Data for this exercise ->
Issue #779, opened 2016-02-16
i18n translation key missing in translation files


saad91:
I have noticed that "Drop file to upload" button in product edit page is missing the translation key in "en.json" file. Im not sure if this is  okay or not, but i was expecting to find it in that file. Check the attached images for more details on this issue.
<img width="471" alt="screen shot 2016-02-16 at 10 10 24 pm" src="https://cloud.githubusercontent.com/assets/17137214/13087755/8b3bc724-d4fa-11e5-8f9a-5808c1ade4b7.png">
<img width="1279" alt="screen shot 2016-02-16 at 10 12 09 pm" src="https://cloud.githubusercontent.com/assets/17137214/13087756/8b4f64be-d4fa-11e5-919a-04783a7b730a.png">

aaronjudd:
It's ok (for english), as as long as there is fallback text in the html, but we should add to the en.json (and then replicate as needed to other languages).

aaronjudd:
@kieckhafer just need to verify that       "dropFiles": "Drop files to upload", key is attached here and then close (or fix).

kieckhafer:
The issue here is in our i18n files (en.js and ru.js are the only two where it's available), we are using dropFiles (plural) as the as the key, where in the data-i18n attribute, as well as in one other location, we are using dropFile (singular).

![screen shot 2016-07-12 at 7 03 08 pm](https://cloud.githubusercontent.com/assets/4482263/16789541/601131ba-4863-11e6-886c-e07a988c9280.png)

I've fixed this and created a pull request.

PR #1150, opened 2016-07-13
Fixes mismatched key name on i18n data-attribute (Closing #779)

kieckhafer:
The issue (#779) here is in our i18n files (en.js and ru.js are the only two where it's available), we are using dropFiles (plural) as the as the key, where in the data-i18n attribute, as well as in one other location, we are using dropFile (singular). I've updated this to use dropFiles in all locations.


aaronjudd:
👍  Approved.

mikemurray:
:thumbsup:

PR #1154, opened 2016-07-14
Fix Stripe dashboard panel saving key to database

spencern:
- [X] Description explains the issue / use-case resolved
- [X] Only contains code directly related to the issue
- [X] Has been linted and follows the style guide

Prior to this fix, the Stripe package would not save the stripe API key to the database from the dashboard. This PR fixes that issue.

thanks to @paulgrever for the discovery on this.


aaronjudd:
👍

mikemurray:
👍

PR #1161, opened 2016-07-18
Add "JobControl" plugin

### LINKED ISSUE #924: Failed to get currency exchange rates error
### Expected behavior
When I have a valid Open Exchange Rates API key Reaction should fetch exchange rates between my base currency and all other currencies

### Actual Behavior
Receive "Failed to get currency exchange rates." in console. Prices never show in Locale currency.

1. Start a Reaction session where you locale currency is not USD. (if in the US, a VPN is the easiest) 
2. Receive error message at console
3. Observe prices are shown in USD even though that's not your local currency.

zenweasel:
Closes #924 

This is a "simple as possible but no simpler" implementation of a job-control plug-in that just adds the one job that we currently run by default, `shop/fetchCurrencyRates`.

This obviously could be expanded to have a UI component, but trying to keep this as simple as possible to not introduce any new bugs for 14.

The code for actually adding a job is pretty much taken verbatim from @jshimko's code posted in Slack.

Here is the section for the docs:

# Job Control

Reaction Commerce has a Job Control system based on the excellent [job-collection](https://atmospherejs.com/vsivsi/job-collection) package. This allows you to run tasks in the background, separate from any user actions. You can easily extend or modify this to add your own jobs to do any kind of work where a task is appropriate.

There is a `Job` collection which is based on the `JobCollection` object provided in the package. You can then use then to build and queue your jobs.

There are essentially two parts you need to make your job active and that's a "Job Definition" and a "Job Schedule". You can look at the code we have built (in `imports/plugins/included/jobcontrol`) for fetching exchange rates as an example.

The `Jobs.processJobs` command creates the job definition (in this case just calling a Meteor method but it could be any code that can run on the server).

You can then use `new Job` to add the job to the queue. If you add the `cancelRepeats` option to the `save` portion, you can avoid adding duplicate jobs when you restart your server. You add them to the Event hooks for `onJobServerStart` or if you need to wait until the server is fully started you can use `afterServerInit`.


aaronjudd:
👍  approved.

aaronjudd:
👍  for the job control, but on further testing in relation to the OpenExchangeRates configuration.

 ```
17:07:06.390Z  INFO Reaction: OpenExchangeRates API not configured. Not adding fetchRates job
17:07:06.390Z  INFO Reaction: OpenExchangeRates API not configured. Not adding flushRates job
```
However, I actually do have the OpenExchangeRates key in my setup information, and it's displaying in the dashboard/core settings as well. 

Also, saving the OpenExchangeRates in the config does work and executed `shop/fetchCurrencyRates` .. but I noticed that there are now two entries in the `Jobs` collection for `shop/fetchCurrencyRates`.

File: imports/plugins/included/jobcontrol/server/jobs/cleanup.js [hunk 1]
```diff
@@ -0,0 +1,47 @@
...
+export default function () {
+  Jobs.processJobs("cleanup", {pollInterval: false, workTimeout: 60 * 1000}, function (job, cb) {
+    Logger.info("=======> Running cleanup Job");
+    let current = new Date();
+    current.setMinutes(current.getMinutes() - 60);
+    const ids = getJobIds();
+    if (ids.length > 0) {
+      Jobs.removeJobs(ids);
+    }
+    const success = `Removed ${ds.length} stale jobs`;
```
jshimko: Small variable typo.  This...
```js
const success = `Removed ${ds.length} stale jobs`;
```
should be...
```js
const success = `Removed ${ids.length} stale jobs`;
```

imports/plugins/included/jobcontrol/server/jobs/cleanup.js
```diff
@@ -0,0 +1,47 @@
+import { Jobs } from "/lib/collections";
+import { Hooks, Logger } from "/server/api";
+
+if (Hooks) {
```
jshimko: Now that we have module imports, we don't really need to check for the `Hooks` global anymore.  If that was null, the import at the top of this file would throw an error before you even get to that check.

imports/plugins/included/jobcontrol/server/jobs/cleanup.js
```diff
@@ -0,0 +1,47 @@
...
+  Hooks.Events.add("afterCoreInit", () => {
```
jshimko: Should me maybe create an `onJobsServerStarted` hook for scheduled jobs that kick off at startup?  I don't think the order actually matters much in this case, but it feels like it would make sense since there's a callback for `Jobs.startJobServer()`.

server/api/core/core.js
```diff
@@ -14,6 +14,7 @@ export default {
     // start job server
     Jobs.startJobServer(() => {
       Logger.info("JobServer started");
+      Hooks.Events.run("onJobServerStart", this);
```
jshimko: There's no object to alter for this particular hook, so no arg is needed there.  The `this` isn't really useful for anything there.  Additionally, since it's in an arrow function, the `this` is actually from the outer scope (which is just an anonymous function).  So it's certainly not breaking anything, but it's not ever going to be doing any useful either.

mikemurray:
👍

PR #1162, opened 2016-07-19
Plugin loader

jshimko:
This PR adds a plugin loader that automatically scans any plugin folders present in the `/imports/plugins/{core,custom,included}` folders and imports the following from each plugin (if they exist):

```
my-plugin/client/index.js
my-plugin/server/index.js
my-plugin/register.js
```

The loader generates two files with imports for all found files at `/client/plugins.js` and `/server/plugins.js`

Since the plugin loader requires the app to run in development mode at least once for a `meteor build` command to compile those imports, the Docker builds were failing.  So I created a bash script that runs in the Docker build process (right before the Meteor build process) and it does the exact same thing as the JS version that Meteor runs in development.

All tests pass and CircleCI is building/running the app successfully.


zenweasel:
Approved. Tested by dropping the `beesknees` plugin into the custom folder and it worked like a champ.

mikemurray:
So, assuming someone doesn't use `docker build` and doesn't run their meteor app in development mode first; how will the plugin index be generated then?

Needs documentation on how this works, and how to manually add imports, or that they need to run some script. @zenweasel has a PR https://github.com/reactioncommerce/reaction-docs/pull/49 in reaction-docs that could be updated with this information.

Also perhaps adding the plugin script to the `npm postinstall`; considering the node modules *have* to be installed.

aaronjudd:
I think `reaction reset` should also remove the existing `plugins.js` contents.

mikemurray:
@aaronjudd well if you want to get all fancy, then `reaction build` and `reaction start` can also build the `plugin.js` contents.

aaronjudd:
@mikemurray yup. I was thinking of just for testing, if you aren't removing those on reset (optionally with node_modules) then we really aren't testing a clean install, since none of that exists.

For instance , right now if I `rm -rf node_modules` and `client/plugins.js` and `server/plugins.js`

I get
```

Unable to resolve some modules:

  "jquery-ui/autocomplete" in /Users/aaronjudd/ongoworks/reaction/imports/plugins/included/product-variant/client/templates/products/productDetail/tags.js
(web.browser)
  "jquery-ui/sortable" in /Users/aaronjudd/ongoworks/reaction/imports/plugins/included/product-variant/client/templates/products/productGrid/item.js (web.browser)

If you notice problems related to these missing modules, consider running:

  meteor npm install --save jquery-ui

```

aaronjudd:
the jquery-ui issue, we just need to pin to the current version, which I will do in the development branch.  We do however need this branch to be updated from `development`, before merging.

mikemurray:
👍

PR #1166, opened 2016-07-19
remove tests and packages folders

aaronjudd:
these are no longer used by reaction core


zenweasel:
Should we add the `.gitkeep` for `public/custom` and `private/custom` in this PR as well?

zenweasel:
Approved

Issue #607, opened 2015-12-19
Cart not display all items on a low res


newsiberian:
Hello,
![screencast1](https://cloud.githubusercontent.com/assets/11130487/11914231/34720ee4-a69c-11e5-93ca-f545936a67bc.gif)
browsers: Chromium, Opera

aaronjudd:
@mikemurray @kieckhafer The swiping action is now broken in 0.14 -> there is no boundary bounce.  This needs review for 0.15rc

PR #1175, opened 2016-07-20
Fix boundary bounce on cart drawer

kieckhafer:
Fixw #607 

Boundary bounce was not working on initial page load, due to the Swiper
instance being in a hidden div, which means the width of Swiper was not
being set initially. This change moves Swiper initiation into our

Work to be completed -> Only lines holding the string "translation" are wanted; gather each one from the entries above.

Answer to the problem ->
i18n translation key missing in translation files
I have noticed that "Drop file to upload" button in product edit page is missing the translation key in "en.json" file. Im not sure if this is  okay or not, but i was expecting to find it in that file. Check the attached images for more details on this issue.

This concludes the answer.